Oil prices extended losses on Thursday, with bearish sentiment fueled by the latest increase in U.S. crude stockpiles and production in addition to the strength of the dollar on currency markets.

Brent crude, the global oil benchmark, fell 0.8% to $55.92 a barrel on London's ICE Futures exchange. On the New York Mercantile Exchange, West Texas Intermediate futures were trading down 0.8% at $53.39 a barrel.

U.S. crude inventories rose to a new high last week, increasing by 1.5 million barrels to 520.2 million barrels, according to data by the U.S. Energy Information Administration. The increase derived largely from significant imports from Saudi Arabia, Iraq, and Canada, though strong domestic production, which rose above 9 million barrels for the second straight week, also contributed.

Exports of gasoline hit a record high, while domestic demand was around 6% lower than a year earlier. Data for gasoline demand could be revised to show stronger demand as has happened in the past, said Olivier Jakob, managing director of consultancy Petromatrix.
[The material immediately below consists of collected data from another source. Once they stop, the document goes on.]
PR #1181, opened 2024-05-20
Fixed warnings that triggered with ptBR and zhCN

josericardo-fo:
### Explanation:

image
[link](https://www.i18next.com/overview/configuration-options)

### Warnings:
image

### DIFF
--- a/src/plugins/i18n.ts
+++ b/src/plugins/i18n.ts
@@ -93,8 +93,9 @@ export function initI18n(): void {
 
   i18next.use(LanguageDetector).init({
     lng: lang,
+    nonExplicitSupportedLngs: true,
     fallbackLng: 'en',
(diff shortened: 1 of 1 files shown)


CodeTappert:
this wont work like this. 

First of all you would need to rename this everywhere like this.

Otherwise there are 2 kinds of portuguese, 2 kinds of chinese. So it can not be without the BR or CN

CodeTappert:
> this wont work like this.
> 
> First of all you would need to rename this everywhere like this. (even the folders)
> 
> Otherwise there are 2 kinds of portuguese, 2 kinds of chinese. So it can not be without the BR or CN
> 
> Maybe do ptBR and zhCN just without the "_"

Also text.ts needs it changed, starter-select-ui-handler, settings.ts

CodeTappert:
I deleted my comments since i learned what he did here was correct. And i was wrong

danieland (approved):

molker (approved):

Burgeoning U.S. crude output in recent months has largely offset the output cuts by some of the world's biggest oil producers--mostly members of the Organization of the Petroleum Exporting Countries along with some nations outside the cartel including Russia--agreed to in a deal late last year.

The net impact has been to keep prices in a tight range, with doubts lingering on whether countries are complying fully with the OPEC-led deal to reduce production by 1.8 million barrels a day, analysts say.
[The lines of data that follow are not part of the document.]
PR #1186, opened 2024-05-21
Fix - Missing json sprite + masterlist updated

Greenlamp2:
- Added missing json's sprite from colormap script
- Updated masterlist
- Updated tests

Feel free to double check of course :)

thanks for the knowledge sharing Chacolah !


public/images/pokemon/variant/_masterlist.json
```diff
@@ -1796,8 +1801,8 @@
 	],
 	"890-eternamax": [
 		0,
-		2,
-		2
+		1,
```
molker, line 1804: are we using the palette swap now instead of the sprite sheet replacements?

public/images/pokemon/exp/890-eternamax.png
molker, line 1: does this need an experimental sprite? this looks identical to the one in the main folder

Greenlamp2: it's indeed the identical, it was needed to make the script not crashing on eternamax
image

public/images/pokemon/variant/_masterlist.json
Greenlamp2: i think the script determined the color swap and the sprite sheet returned the same result, here's what i observed:
image

what do you think ? should we revert to using the sprite sheet for eternamax ?

molker (approved):

PR #1188, opened 2024-05-21
Attempt to sort items on summary & battle screen for user's party.

HighMans:
~~This is a PR to sort items on Summary screen, currently sorted by item name and then by type.~~

This is a PR to sort items on Summary screen and battle screen, currently sorted by item name and then by type on user's party.


bennybroseph:
Could we get a video or screenshot showing the before and after of this change?

HighMans:
> Could we get a video or screenshot showing the before and after of this change?

Sorry about that, should've done that to begin with.

Before:
image


After:

image

bennybroseph:
Is it possible to just sort these items in the collection itself so that this shows in the battle UI as well? I like this, but only having it on the summary is kinda weird.

HighMans:
I agree, do you know the name of the file that controls that UI? There's so many and I'm not sure which one is which...

bennybroseph:
I think here is a good place to start

[VS Code Link](https://vscode.dev/github/bennybroseph/pokerogue/blob/Flyout-Add/src/battle-scene.ts#L1622)

HighMans:
Fixed the sorting to actually do sorting, partially implemented sorting of items displayed on screen during battle.

Don't know why it's not working on the enemy side. Need help from someone who knows what they're doing.

Before:
image
image



After:

image
image

bennybroseph:
Enemies just have a separate function to add modifiers i believe. should be in the same file, but a different function

HighMans:
I can see the items are sorted properly for the enemy side in the variable "sortedVisibleIconModifiers" while debugging, but the icons aren't displayed in the right order. It must be applied somewhere else/changed in the code somewhere else, I'm not sure.

bennybroseph:
Wait, why are there new variables for sorted modifiers? You should just sort the original collection.

bennybroseph:
I would try that as I would imagine that's why enemy isn't being updated

HighMans:
Just tried it, no difference.

Code and what it looks like in the debugger.

image

What it looks like on the display.

image

bennybroseph:
Is this still being worked on?

HighMans:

Estimates so far of how well OPEC has complied with the production agreement have reassured, but "Russian data released this morning for February shows that output remained largely stable month on month, suggesting that compliance on the non-OPEC side is not likely to see significant gains," said JBC Energy in a note.

Market observers expect the next major price mover to be OPEC's meeting at the end of May at which members will deliberate whether to extend the cuts beyond the initial six-month period.
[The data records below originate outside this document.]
PR #246, opened 2024-04-23
Serene Grace, Shield Dust and Sheer Force partially implemented.

NxKarim:
- Added `MoveEffectChanceMultiplierAbAttr` to modify additional effect chances with multipliers.
- Added `IgnoreMoveEffectsAbAttr`; this sets to zero the chance of foe's moves additional effects.
- Changed `AddArenaTrapTagAttr`, `AddBattlerTagAttr`, and `StatusEffectAttr` to allow for modified additional effect chance.
- Added `getSheerForceHitDisableAbCondition` applied to abilities that get disable when hit by a Sheer Force boosted move.
- Added conditions to Poison Touch, Toxic Chain and Stench to be ignored by Shield Dust.
- Changed the additional effect chance of certain moves to make them immune or susceptible to chance modification as according to the main games.
Moves not affected by chance modification were changed to -1 because their effects will always apply.
Moves that are affected by chance modification were changed to 100, this allows for chance to be modified.
Most of these changes are because of Sheer Force.

Implemented:
- Serene Grace: Boosts moves additional effect chance by x2.
- Sheer Force: Boosts power of moves with additional effect by ~1.3. Disables additional effects on own moves. After boosted hit disables Color Change, PickPocket, Wimp Out, Emergency Exit, Berserk and Anger Shell.
- Shield Dust: Disables foe's moves additional effects and the effects of Poison Touch, Toxic Chain and Stench.
- Serene Grace doubles the chances of King's Rock
- Sheer Force negates King's Rock if the move has a secondary effect
- King's Rock won't applied if the target has Shield Dust

Not yet implemented:
- Sheer Force: Disable Meloetta form change. Disable Eerie Spell and Secret Power effect (Since they all are partially implemented).

Edit:
-Comments added as requested.
-Some new implementations added.

Edit 2:
- More moves set to not be affected by chance modification. 
- Added Order Up interaction with chance modification.

Edit 3:
- King's Rock interaction by Okimin

PR #1189, opened 2024-05-21
Implement Sheer Force

innerthunder:
This is a draft for now, as I still have a lot of work to do to implement and test Sheer Force. For now, I've made a condition function that checks whether or not Sheer Force would apply to a move as per [Bulbapedia's description](https://bulbapedia.bulbagarden.net/wiki/Sheer_Force_(Ability)). I'd like some input on what would be the best way to disable the move effects that this condition is checking for.


td76099:
Just so you know, someone has already started on Sheer Force with #246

"The OPEC decision could be the first disappointment even though at the moment members are showing a 90% compliance rate to the production cut deal," said Vivek Dhar, a commodities strategist with Commonwealth Bank of Australia.

Oil prices were also pressured by the U.S. dollar rising on increasing odds that the Federal Reserve could raise interest rates as early as later this month. Since oil business is conducted in dollars, a stronger greenback is typically a deterrent for buyers using other currencies.

The WSJ Dollar Index, a measure of the U.S. dollar against a basket of major currencies, was last up 0.27% at 91.76.

Nymex reformulated gasoline blendstock--the benchmark gasoline contract--fell 1.6% to $1.65 a gallon. ICE gasoil changed hands at $488.00 a metric ton, down $8.75 from the previous settlement.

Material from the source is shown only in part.